For the word "RocksDB", state how many lines below contain it. Give no other text.

[[ Material for this task, beginning ]]

PR #1256, opened 2024-02-27
feat(state-keeper): implement asynchronous RocksDB cache

itegulov:
## What ❔

This PR adds a stateful storage abstraction `CachedStorage` that encapsulates both RocksDB and Postgres behind short-lived `Box<dyn StorageRead>` connections. Internally `CachedStorage` keeps track if RocksDB is behind Postgres and tries to catch it up in the background if so.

[[ Material for this task, end ]]

▸ **Solved exercise**:
2